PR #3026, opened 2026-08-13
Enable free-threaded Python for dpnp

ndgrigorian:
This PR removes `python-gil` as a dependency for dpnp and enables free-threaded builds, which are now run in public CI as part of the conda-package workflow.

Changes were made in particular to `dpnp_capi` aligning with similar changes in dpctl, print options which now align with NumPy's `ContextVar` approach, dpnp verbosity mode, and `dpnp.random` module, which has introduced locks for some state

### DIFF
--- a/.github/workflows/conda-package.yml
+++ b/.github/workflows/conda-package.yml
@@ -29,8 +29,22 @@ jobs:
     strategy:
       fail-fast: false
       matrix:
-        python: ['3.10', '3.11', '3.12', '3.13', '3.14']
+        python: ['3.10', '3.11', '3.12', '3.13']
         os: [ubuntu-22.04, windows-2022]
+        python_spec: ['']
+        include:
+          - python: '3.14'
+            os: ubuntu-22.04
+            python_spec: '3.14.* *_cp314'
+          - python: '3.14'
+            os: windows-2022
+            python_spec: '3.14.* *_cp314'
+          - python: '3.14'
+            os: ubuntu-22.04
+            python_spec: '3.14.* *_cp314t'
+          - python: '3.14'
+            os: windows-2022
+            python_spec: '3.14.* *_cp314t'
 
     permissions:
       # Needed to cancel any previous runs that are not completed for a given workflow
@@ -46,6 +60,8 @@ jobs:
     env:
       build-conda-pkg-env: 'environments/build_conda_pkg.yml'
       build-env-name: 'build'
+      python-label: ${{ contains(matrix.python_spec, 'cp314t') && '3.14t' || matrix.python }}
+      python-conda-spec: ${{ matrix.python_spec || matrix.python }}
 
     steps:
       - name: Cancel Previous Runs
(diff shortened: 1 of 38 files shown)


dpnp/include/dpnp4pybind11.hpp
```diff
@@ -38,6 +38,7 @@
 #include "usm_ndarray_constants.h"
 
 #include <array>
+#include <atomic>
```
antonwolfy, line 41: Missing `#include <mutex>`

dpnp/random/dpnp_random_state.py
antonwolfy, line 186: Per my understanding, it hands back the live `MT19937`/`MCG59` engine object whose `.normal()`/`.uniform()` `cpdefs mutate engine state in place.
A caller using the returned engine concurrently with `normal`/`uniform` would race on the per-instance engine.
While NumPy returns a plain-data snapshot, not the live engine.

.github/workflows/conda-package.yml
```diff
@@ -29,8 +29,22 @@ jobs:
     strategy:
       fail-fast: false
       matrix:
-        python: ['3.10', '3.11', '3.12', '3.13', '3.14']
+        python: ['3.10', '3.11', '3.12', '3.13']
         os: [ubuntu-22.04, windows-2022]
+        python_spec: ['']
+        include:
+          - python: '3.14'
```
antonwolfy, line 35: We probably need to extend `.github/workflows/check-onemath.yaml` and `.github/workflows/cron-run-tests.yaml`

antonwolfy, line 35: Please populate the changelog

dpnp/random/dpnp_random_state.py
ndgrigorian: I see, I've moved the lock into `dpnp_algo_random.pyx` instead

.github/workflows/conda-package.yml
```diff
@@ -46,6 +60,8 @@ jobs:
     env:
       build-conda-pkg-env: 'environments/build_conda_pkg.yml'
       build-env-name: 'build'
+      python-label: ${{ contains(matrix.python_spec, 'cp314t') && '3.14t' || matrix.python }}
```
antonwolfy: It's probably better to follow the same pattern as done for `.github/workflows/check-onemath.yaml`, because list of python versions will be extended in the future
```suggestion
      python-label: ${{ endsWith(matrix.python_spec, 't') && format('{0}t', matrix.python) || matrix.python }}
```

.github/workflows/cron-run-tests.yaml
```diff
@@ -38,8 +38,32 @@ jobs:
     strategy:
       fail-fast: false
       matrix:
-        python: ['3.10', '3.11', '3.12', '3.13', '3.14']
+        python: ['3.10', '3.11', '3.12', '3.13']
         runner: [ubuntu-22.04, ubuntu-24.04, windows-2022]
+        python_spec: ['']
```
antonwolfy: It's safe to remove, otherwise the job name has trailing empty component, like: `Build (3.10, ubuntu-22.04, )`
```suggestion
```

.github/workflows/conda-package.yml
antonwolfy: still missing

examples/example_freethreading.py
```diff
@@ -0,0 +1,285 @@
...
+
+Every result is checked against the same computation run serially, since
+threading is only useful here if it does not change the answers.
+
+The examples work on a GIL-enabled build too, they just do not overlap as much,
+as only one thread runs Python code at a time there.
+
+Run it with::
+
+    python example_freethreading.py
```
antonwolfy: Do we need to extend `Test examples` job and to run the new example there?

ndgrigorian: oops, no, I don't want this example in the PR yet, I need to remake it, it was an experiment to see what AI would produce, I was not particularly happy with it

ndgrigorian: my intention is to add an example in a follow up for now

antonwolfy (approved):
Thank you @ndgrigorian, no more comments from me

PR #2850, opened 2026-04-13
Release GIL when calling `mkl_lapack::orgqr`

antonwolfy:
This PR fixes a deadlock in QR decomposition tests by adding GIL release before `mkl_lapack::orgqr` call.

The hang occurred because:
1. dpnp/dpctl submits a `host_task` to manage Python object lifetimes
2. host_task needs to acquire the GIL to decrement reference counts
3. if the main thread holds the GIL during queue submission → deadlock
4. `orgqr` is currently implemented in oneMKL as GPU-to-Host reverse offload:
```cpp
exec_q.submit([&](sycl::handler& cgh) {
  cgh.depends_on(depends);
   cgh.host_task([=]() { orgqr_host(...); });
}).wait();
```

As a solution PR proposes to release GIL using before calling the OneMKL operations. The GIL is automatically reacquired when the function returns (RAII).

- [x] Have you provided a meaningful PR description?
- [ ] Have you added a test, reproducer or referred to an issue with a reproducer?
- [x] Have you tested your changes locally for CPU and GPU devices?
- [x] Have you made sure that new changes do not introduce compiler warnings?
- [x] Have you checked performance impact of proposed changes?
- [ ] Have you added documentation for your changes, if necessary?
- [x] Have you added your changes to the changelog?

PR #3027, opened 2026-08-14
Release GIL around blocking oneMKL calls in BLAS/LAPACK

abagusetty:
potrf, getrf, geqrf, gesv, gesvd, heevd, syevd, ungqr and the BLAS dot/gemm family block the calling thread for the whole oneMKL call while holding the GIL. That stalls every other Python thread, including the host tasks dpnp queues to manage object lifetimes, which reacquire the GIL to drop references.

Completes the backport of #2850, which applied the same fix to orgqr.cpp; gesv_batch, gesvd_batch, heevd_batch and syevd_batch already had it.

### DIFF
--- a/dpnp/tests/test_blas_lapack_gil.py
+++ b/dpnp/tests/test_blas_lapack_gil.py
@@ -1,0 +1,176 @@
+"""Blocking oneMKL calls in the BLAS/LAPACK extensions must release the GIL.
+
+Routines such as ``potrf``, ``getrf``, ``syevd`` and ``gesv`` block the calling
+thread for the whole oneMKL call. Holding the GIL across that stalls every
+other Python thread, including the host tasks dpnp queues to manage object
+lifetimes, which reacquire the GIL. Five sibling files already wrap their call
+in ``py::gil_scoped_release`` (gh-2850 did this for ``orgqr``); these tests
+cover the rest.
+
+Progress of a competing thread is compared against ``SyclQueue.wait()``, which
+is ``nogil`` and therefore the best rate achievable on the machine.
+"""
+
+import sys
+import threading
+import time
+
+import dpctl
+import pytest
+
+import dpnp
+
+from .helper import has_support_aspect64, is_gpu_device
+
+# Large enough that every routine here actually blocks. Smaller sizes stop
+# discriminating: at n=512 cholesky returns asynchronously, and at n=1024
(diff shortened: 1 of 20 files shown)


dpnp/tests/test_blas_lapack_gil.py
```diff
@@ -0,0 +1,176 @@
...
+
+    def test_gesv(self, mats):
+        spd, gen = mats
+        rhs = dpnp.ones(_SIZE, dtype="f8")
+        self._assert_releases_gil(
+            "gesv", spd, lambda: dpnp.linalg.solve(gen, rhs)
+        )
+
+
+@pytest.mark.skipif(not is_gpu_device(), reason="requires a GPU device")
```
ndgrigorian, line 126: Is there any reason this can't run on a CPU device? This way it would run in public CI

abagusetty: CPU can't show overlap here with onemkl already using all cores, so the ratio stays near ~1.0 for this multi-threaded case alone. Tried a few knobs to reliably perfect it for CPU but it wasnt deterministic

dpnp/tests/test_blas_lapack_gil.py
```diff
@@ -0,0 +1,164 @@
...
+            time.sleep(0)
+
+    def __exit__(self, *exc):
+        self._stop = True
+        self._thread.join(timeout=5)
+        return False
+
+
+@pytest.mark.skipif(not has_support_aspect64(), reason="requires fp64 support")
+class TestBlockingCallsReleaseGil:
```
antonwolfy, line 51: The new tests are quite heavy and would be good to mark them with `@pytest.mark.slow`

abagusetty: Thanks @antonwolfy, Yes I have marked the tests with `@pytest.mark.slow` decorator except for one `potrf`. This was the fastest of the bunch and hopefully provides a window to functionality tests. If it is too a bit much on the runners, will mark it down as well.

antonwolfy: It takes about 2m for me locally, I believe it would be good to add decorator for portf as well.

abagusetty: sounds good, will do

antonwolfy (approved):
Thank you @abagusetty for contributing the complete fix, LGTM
-- -- --
* WHAT TO PRODUCE
Count how many lines in the listing contain the string "locally". Only that number should be given.

* EXERCISE SOLUTION
2